What lines in the data below mention the string "forEachBaseViewer"? Copy them out.

Stored items
>>>
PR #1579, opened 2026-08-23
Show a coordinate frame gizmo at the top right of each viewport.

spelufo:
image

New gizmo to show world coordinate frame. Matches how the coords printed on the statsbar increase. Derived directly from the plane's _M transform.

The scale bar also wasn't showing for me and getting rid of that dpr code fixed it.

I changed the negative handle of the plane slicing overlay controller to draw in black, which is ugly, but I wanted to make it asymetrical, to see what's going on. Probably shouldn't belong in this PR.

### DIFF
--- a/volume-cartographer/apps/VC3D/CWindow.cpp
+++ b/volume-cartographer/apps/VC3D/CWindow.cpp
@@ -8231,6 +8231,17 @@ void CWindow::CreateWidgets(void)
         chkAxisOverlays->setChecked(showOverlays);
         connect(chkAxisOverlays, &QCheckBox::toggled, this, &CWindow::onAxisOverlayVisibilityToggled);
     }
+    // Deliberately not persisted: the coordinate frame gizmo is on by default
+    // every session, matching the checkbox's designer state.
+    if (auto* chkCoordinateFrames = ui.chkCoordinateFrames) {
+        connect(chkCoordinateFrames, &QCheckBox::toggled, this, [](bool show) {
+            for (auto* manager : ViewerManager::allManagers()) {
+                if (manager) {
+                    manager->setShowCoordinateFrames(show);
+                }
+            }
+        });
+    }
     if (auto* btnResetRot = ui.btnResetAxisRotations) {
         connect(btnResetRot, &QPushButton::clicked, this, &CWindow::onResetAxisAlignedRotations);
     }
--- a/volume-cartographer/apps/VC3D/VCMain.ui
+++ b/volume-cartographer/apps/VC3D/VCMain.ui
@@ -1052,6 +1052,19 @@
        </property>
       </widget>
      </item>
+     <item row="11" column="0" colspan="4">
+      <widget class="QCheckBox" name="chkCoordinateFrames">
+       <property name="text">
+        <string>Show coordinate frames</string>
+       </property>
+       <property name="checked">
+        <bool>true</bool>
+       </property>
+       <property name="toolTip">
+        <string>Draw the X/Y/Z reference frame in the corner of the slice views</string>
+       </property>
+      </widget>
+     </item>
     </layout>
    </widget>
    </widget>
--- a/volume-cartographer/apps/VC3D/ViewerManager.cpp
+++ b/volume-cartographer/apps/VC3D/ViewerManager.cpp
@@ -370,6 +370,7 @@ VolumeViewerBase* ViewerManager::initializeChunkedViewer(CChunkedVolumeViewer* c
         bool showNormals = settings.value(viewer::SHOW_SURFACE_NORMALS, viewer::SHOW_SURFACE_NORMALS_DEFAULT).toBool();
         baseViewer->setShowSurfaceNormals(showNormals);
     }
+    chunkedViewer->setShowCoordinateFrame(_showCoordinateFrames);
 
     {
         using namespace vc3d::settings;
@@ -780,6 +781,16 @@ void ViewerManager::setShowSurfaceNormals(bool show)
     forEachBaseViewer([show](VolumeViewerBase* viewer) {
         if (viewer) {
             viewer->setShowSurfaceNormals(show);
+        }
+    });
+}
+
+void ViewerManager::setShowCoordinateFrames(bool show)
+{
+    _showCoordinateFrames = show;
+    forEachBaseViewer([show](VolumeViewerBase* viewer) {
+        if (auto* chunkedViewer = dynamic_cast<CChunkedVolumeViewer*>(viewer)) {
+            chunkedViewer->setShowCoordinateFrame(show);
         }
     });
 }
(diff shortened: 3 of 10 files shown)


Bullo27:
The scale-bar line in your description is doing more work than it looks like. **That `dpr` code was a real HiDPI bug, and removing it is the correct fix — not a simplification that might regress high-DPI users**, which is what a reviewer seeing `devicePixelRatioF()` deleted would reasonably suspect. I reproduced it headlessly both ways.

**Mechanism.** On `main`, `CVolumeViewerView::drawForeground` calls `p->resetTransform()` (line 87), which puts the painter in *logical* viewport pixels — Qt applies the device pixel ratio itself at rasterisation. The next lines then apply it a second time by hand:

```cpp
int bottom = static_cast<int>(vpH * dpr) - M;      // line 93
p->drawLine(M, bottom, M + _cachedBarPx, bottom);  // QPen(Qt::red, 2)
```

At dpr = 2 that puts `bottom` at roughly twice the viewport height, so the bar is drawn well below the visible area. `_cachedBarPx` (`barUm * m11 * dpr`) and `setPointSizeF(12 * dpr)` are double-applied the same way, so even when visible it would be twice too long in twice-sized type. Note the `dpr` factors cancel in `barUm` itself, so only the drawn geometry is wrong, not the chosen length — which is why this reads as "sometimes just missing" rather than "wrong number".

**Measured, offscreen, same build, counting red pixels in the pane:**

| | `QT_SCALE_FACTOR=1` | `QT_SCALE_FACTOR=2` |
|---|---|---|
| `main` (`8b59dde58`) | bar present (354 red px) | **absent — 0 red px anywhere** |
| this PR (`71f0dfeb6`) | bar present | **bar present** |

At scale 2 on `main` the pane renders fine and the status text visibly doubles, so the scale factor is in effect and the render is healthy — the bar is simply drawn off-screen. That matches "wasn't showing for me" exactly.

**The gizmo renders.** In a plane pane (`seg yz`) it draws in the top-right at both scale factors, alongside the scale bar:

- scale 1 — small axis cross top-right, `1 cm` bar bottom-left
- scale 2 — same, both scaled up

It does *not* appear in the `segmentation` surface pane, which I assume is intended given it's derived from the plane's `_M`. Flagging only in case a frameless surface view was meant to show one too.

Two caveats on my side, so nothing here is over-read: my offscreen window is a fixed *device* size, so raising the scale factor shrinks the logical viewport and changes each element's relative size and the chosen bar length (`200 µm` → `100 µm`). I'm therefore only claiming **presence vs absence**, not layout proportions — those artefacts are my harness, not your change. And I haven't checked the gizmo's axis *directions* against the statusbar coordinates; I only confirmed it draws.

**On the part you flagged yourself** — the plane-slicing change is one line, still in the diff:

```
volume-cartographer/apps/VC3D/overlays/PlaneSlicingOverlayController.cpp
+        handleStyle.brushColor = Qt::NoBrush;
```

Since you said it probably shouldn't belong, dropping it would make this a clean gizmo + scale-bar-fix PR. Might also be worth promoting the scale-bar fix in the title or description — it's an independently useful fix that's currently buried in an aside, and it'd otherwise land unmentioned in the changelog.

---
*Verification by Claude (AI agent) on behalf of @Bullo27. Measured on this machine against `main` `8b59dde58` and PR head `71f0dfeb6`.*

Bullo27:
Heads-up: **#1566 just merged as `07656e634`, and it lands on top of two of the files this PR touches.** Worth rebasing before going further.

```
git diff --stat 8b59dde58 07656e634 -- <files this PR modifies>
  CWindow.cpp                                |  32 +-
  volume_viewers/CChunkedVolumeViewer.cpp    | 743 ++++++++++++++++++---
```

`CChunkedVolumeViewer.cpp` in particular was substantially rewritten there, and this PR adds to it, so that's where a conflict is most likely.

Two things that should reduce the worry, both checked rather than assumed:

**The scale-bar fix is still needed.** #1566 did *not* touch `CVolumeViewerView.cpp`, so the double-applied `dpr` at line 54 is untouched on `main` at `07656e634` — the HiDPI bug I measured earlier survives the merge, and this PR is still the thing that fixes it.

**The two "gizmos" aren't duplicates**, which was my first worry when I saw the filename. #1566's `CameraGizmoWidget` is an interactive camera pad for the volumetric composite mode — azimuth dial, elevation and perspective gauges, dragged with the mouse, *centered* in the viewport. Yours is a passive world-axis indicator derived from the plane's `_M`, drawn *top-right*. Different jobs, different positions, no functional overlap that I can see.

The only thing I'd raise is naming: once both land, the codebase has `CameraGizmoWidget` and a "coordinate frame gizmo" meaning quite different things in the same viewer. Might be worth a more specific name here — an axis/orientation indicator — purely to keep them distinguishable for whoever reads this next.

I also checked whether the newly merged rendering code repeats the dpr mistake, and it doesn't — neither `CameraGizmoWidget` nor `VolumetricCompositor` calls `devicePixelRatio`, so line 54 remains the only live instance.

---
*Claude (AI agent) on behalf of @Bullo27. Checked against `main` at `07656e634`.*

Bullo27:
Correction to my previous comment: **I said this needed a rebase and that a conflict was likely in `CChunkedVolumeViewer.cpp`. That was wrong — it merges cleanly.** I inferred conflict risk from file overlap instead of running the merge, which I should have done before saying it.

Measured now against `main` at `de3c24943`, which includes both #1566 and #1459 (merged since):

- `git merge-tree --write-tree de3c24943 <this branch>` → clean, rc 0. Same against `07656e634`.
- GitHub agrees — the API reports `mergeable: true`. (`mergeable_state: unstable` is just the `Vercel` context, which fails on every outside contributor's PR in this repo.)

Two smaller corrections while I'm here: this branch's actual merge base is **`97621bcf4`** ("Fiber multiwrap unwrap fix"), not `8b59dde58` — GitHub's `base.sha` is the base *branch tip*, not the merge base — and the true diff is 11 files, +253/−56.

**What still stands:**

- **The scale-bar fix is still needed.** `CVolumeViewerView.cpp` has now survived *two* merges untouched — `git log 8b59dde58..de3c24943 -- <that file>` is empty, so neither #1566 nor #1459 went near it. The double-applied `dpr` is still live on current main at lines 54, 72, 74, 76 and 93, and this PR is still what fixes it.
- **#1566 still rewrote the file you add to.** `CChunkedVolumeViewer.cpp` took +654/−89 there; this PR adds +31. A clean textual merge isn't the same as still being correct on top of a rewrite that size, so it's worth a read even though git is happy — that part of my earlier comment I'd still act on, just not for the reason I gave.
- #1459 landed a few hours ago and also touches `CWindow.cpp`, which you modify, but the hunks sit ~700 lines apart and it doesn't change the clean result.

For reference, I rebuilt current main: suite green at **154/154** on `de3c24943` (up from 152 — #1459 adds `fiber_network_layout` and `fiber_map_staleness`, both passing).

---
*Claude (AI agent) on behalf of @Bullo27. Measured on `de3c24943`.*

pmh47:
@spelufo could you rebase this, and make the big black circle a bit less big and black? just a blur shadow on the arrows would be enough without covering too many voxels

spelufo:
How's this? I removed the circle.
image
<<<
Exercise result
     forEachBaseViewer([show](VolumeViewerBase* viewer) {
+    forEachBaseViewer([show](VolumeViewerBase* viewer) {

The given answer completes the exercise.